Task requirements
This exercise needs the complete data reproduced exactly.

(Collected data)

—————

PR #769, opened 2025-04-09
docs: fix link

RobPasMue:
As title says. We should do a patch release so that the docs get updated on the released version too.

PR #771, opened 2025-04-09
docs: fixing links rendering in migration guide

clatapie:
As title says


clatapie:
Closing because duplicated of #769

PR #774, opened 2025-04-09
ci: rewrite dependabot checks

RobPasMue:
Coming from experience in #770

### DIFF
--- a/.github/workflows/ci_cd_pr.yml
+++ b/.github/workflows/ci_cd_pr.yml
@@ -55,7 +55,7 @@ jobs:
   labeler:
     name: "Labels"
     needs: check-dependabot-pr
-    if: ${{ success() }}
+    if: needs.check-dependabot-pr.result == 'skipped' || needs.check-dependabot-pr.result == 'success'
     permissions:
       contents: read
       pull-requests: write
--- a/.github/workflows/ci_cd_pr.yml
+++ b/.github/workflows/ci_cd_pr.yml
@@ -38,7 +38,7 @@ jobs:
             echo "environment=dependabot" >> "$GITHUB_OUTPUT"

—————

Written answer
PR #769, opened 2025-04-09
docs: fix link

RobPasMue:
As title says. We should do a patch release so that the docs get updated on the released version too.

PR #771, opened 2025-04-09
docs: fixing links rendering in migration guide

clatapie:
As title says


clatapie:
Closing because duplicated of #769

PR #774, opened 2025-04-09
ci: rewrite dependabot checks

RobPasMue:
Coming from experience in #770

### DIFF
--- a/.github/workflows/ci_cd_pr.yml
+++ b/.github/workflows/ci_cd_pr.yml
@@ -55,7 +55,7 @@ jobs:
   labeler:
     name: "Labels"
     needs: check-dependabot-pr
-    if: ${{ success() }}
+    if: needs.check-dependabot-pr.result == 'skipped' || needs.check-dependabot-pr.result == 'success'
     permissions:
       contents: read
       pull-requests: write
--- a/.github/workflows/ci_cd_pr.yml
+++ b/.github/workflows/ci_cd_pr.yml
@@ -38,7 +38,7 @@ jobs:
             echo "environment=dependabot" >> "$GITHUB_OUTPUT"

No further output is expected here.